How to complete this task:
The whole listing below must be repeated exactly.

Information shown:
○ ○ ○ ○ ○

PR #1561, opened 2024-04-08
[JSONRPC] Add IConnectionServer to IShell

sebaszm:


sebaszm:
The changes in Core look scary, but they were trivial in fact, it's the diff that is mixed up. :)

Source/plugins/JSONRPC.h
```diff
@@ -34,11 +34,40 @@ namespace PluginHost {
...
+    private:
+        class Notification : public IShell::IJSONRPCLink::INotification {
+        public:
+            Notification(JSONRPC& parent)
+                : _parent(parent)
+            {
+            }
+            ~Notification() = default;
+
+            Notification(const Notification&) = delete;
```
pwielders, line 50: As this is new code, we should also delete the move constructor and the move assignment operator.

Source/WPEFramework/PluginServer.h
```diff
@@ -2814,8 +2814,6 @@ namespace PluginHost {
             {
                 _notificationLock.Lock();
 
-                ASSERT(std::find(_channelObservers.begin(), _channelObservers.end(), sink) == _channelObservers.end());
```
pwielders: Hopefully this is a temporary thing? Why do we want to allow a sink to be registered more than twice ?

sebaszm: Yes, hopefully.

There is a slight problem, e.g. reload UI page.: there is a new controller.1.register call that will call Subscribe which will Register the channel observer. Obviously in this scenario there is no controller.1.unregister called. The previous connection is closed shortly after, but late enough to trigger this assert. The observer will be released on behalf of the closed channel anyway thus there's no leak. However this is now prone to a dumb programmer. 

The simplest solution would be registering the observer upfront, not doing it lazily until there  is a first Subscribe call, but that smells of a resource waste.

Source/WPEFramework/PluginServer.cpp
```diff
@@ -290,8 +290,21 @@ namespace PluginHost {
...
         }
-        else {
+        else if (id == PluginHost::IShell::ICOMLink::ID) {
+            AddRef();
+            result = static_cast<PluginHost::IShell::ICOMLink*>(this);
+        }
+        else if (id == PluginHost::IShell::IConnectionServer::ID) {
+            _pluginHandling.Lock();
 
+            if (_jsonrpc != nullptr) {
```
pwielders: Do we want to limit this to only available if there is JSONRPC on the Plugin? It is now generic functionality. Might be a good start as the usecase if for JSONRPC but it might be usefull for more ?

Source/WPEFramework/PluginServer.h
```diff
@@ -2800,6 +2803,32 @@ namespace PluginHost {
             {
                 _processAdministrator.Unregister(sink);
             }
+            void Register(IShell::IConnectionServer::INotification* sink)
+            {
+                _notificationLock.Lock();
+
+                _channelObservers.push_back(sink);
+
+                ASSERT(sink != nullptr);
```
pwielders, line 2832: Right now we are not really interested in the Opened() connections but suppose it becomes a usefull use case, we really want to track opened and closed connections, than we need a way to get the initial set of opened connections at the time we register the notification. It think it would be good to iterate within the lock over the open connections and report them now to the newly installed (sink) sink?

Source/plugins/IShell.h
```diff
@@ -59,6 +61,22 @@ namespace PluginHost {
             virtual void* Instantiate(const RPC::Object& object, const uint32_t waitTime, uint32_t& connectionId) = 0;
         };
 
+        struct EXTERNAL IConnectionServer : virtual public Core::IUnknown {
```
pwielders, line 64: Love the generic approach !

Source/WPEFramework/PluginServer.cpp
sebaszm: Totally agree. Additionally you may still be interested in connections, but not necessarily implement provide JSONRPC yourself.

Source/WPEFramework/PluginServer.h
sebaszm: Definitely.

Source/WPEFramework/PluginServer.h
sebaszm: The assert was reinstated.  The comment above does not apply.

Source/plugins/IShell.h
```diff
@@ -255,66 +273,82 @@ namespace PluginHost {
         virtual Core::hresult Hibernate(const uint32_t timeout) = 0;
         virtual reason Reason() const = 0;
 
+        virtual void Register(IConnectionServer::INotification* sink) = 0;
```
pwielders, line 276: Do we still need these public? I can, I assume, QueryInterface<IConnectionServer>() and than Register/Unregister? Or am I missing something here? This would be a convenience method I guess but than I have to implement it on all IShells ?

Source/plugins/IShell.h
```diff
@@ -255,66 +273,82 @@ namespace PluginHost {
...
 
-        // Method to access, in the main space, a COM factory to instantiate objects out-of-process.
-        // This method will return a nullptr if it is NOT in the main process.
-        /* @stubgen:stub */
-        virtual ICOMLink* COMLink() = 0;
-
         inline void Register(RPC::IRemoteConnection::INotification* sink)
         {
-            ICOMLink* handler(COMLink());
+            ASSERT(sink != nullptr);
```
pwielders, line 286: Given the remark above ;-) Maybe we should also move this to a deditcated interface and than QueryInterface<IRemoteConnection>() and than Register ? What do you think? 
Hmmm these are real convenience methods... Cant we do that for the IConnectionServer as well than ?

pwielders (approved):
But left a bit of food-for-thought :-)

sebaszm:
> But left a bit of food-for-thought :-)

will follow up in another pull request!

○ ○ ○ ○ ○

Solution for this problem:
PR #1561, opened 2024-04-08
[JSONRPC] Add IConnectionServer to IShell

sebaszm:


sebaszm:
The changes in Core look scary, but they were trivial in fact, it's the diff that is mixed up. :)

Source/plugins/JSONRPC.h
```diff
@@ -34,11 +34,40 @@ namespace PluginHost {
...
+    private:
+        class Notification : public IShell::IJSONRPCLink::INotification {
+        public:
+            Notification(JSONRPC& parent)
+                : _parent(parent)
+            {
+            }
+            ~Notification() = default;
+
+            Notification(const Notification&) = delete;
```
pwielders, line 50: As this is new code, we should also delete the move constructor and the move assignment operator.

Source/WPEFramework/PluginServer.h
```diff
@@ -2814,8 +2814,6 @@ namespace PluginHost {
             {
                 _notificationLock.Lock();
 
-                ASSERT(std::find(_channelObservers.begin(), _channelObservers.end(), sink) == _channelObservers.end());
```
pwielders: Hopefully this is a temporary thing? Why do we want to allow a sink to be registered more than twice ?

sebaszm: Yes, hopefully.

There is a slight problem, e.g. reload UI page.: there is a new controller.1.register call that will call Subscribe which will Register the channel observer. Obviously in this scenario there is no controller.1.unregister called. The previous connection is closed shortly after, but late enough to trigger this assert. The observer will be released on behalf of the closed channel anyway thus there's no leak. However this is now prone to a dumb programmer. 

The simplest solution would be registering the observer upfront, not doing it lazily until there  is a first Subscribe call, but that smells of a resource waste.

Source/WPEFramework/PluginServer.cpp
```diff
@@ -290,8 +290,21 @@ namespace PluginHost {
...
         }
-        else {
+        else if (id == PluginHost::IShell::ICOMLink::ID) {
+            AddRef();
+            result = static_cast<PluginHost::IShell::ICOMLink*>(this);
+        }
+        else if (id == PluginHost::IShell::IConnectionServer::ID) {
+            _pluginHandling.Lock();
 
+            if (_jsonrpc != nullptr) {
```
pwielders: Do we want to limit this to only available if there is JSONRPC on the Plugin? It is now generic functionality. Might be a good start as the usecase if for JSONRPC but it might be usefull for more ?

Source/WPEFramework/PluginServer.h
```diff
@@ -2800,6 +2803,32 @@ namespace PluginHost {
             {
                 _processAdministrator.Unregister(sink);
             }
+            void Register(IShell::IConnectionServer::INotification* sink)
+            {
+                _notificationLock.Lock();
+
+                _channelObservers.push_back(sink);
+
+                ASSERT(sink != nullptr);
```
pwielders, line 2832: Right now we are not really interested in the Opened() connections but suppose it becomes a usefull use case, we really want to track opened and closed connections, than we need a way to get the initial set of opened connections at the time we register the notification. It think it would be good to iterate within the lock over the open connections and report them now to the newly installed (sink) sink?

Source/plugins/IShell.h
```diff
@@ -59,6 +61,22 @@ namespace PluginHost {
             virtual void* Instantiate(const RPC::Object& object, const uint32_t waitTime, uint32_t& connectionId) = 0;
         };
 
+        struct EXTERNAL IConnectionServer : virtual public Core::IUnknown {
```
pwielders, line 64: Love the generic approach !

Source/WPEFramework/PluginServer.cpp
sebaszm: Totally agree. Additionally you may still be interested in connections, but not necessarily implement provide JSONRPC yourself.

Source/WPEFramework/PluginServer.h
sebaszm: Definitely.

Source/WPEFramework/PluginServer.h
sebaszm: The assert was reinstated.  The comment above does not apply.

Source/plugins/IShell.h
```diff
@@ -255,66 +273,82 @@ namespace PluginHost {
         virtual Core::hresult Hibernate(const uint32_t timeout) = 0;
         virtual reason Reason() const = 0;
 
+        virtual void Register(IConnectionServer::INotification* sink) = 0;
```
pwielders, line 276: Do we still need these public? I can, I assume, QueryInterface<IConnectionServer>() and than Register/Unregister? Or am I missing something here? This would be a convenience method I guess but than I have to implement it on all IShells ?

Source/plugins/IShell.h
```diff
@@ -255,66 +273,82 @@ namespace PluginHost {
...
 
-        // Method to access, in the main space, a COM factory to instantiate objects out-of-process.
-        // This method will return a nullptr if it is NOT in the main process.
-        /* @stubgen:stub */
-        virtual ICOMLink* COMLink() = 0;
-
         inline void Register(RPC::IRemoteConnection::INotification* sink)
         {
-            ICOMLink* handler(COMLink());
+            ASSERT(sink != nullptr);
```
pwielders, line 286: Given the remark above ;-) Maybe we should also move this to a deditcated interface and than QueryInterface<IRemoteConnection>() and than Register ? What do you think? 
Hmmm these are real convenience methods... Cant we do that for the IConnectionServer as well than ?

pwielders (approved):
But left a bit of food-for-thought :-)

sebaszm:
> But left a bit of food-for-thought :-)

will follow up in another pull request!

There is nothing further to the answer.